→ AIM OF THE EXERCISE:
The lines to reproduce from the material below are those from the one containing "I reproduced a" through the one containing "The workspace loop", both included; write them out exactly and add nothing.

→ GIVEN RECORDS:
PR #1571, opened 2026-04-21
Add canonical class fix-all actions for files and workspaces

TurtIeSocks:
## Summary

Adds bulk-fix support for Tailwind canonical class suggestions in two places:

1. a standard LSP fix-all code action for the current file
2. a VS Code command to apply canonical class suggestions across the current workspace folder

### File-level fix all
Before:
- users only saw one warning fix at a time, like `Replace with 'print:flex'`

After:
- users still get the single-instance quick fixes
- users also get a standard Tailwind fix-all code action for the current file:
  - `Fix all Tailwind CSS canonical class suggestions`

### Workspace-level fix all
Before:
- there was no built-in way to apply canonical class suggestions across multiple files in the workspace

After:
- there is a new command:
  - `Tailwind CSS: Fix Canonical Class Suggestions in Workspace`
- it scans the current workspace folder and applies canonical class suggestions across all matching files
- it skips Git-ignored files

## Implementation details

- added `source.fixAll.tailwindcss` support to the language server code actions
- kept the existing per-warning quick fixes intact
- advertised Tailwind fix-all support through server capabilities
- added a VS Code command that requests per-file Tailwind fix-all actions from the language server and merges them into one workspace edit
- filtered workspace scans to ignore Git-ignored files

## Examples

Before:
```html
<div class="[@media_print]:flex [color:red]/50 mt-[16px]"></div>
```
After:
```html
<div class="print:flex text-[red]/50 mt-4"></div>
```

In a single file:
- the new fix-all action applies all canonical replacements in that document

Across a workspace:
- the new command applies the same kind of fixes across all non-gitignored files in the current workspace folder

## Testing
- added language-server tests covering the new file-level fix-all action
- added capability coverage for advertised Tailwind fix-all support
- rebuilt @tailwindcss/language-service
- rebuilt @tailwindcss/language-server
- rebuilt vscode-tailwindcss

## Notes
- the file-level behavior follows the review feedback on the earlier PR by using a standard LSP fix-all action instead of a custom command
- workspace-wide fixing is implemented as a separate VS Code command because LSP textDocument/codeAction is document-scoped

Supersedes #1508

### DIFF
--- a/packages/tailwindcss-language-server/src/tw.ts
+++ b/packages/tailwindcss-language-server/src/tw.ts
@@ -80,6 +80,8 @@ const TRIGGER_CHARACTERS = [
   '-',
 ] as const
 
+const CODE_ACTION_KINDS = ['quickfix', 'source.fixAll.tailwindcss']
+
 async function getConfigFileFromCssFile(cssFile: string): Promise<string | null> {
   let css = await readCssFile(cssFile)
   if (!css) return null
@@ -925,7 +927,10 @@ export class TW {
     }
 
     if (client.textDocument?.codeAction?.dynamicRegistration) {
-      capabilities.add(CodeActionRequest.type, { documentSelector: null })
+      capabilities.add(CodeActionRequest.type, {
+        documentSelector: null,
+        codeActionKinds: CODE_ACTION_KINDS,
+      })
     }
 
     if (client.textDocument?.codeLens?.dynamicRegistration) {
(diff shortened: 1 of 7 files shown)


TurtIeSocks:
Bump?

Jasperhuting:
I reproduced a workspace-only issue in a real Tailwind CSS 4.3.3 project: the command reported no canonical suggestions while more than 500 remained. The file-level fix worked.

The workspace loop opens a document and immediately requests `textDocument/codeAction`, but the language server returns no actions until that document is present in its `DocumentService`. For files that were not already open, synchronization may not have completed yet.

I prepared a focused draft PR against your `fix-all-code-action` branch: https://github.com/TurtIeSocks/tailwindcss-intellisense/pull/1

It keeps the existing file-level source action unchanged, sends document content through a dedicated workspace request, and adds a regression test for a document that is not open in the LSP. The code-action tests and VS Code extension typecheck pass, and the packaged extension was manually verified against the original workspace.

→ RESULT OF THIS TASK:
I reproduced a workspace-only issue in a real Tailwind CSS 4.3.3 project: the command reported no canonical suggestions while more than 500 remained. The file-level fix worked.

The workspace loop opens a document and immediately requests `textDocument/codeAction`, but the language server returns no actions until that document is present in its `DocumentService`. For files that were not already open, synchronization may not have completed yet.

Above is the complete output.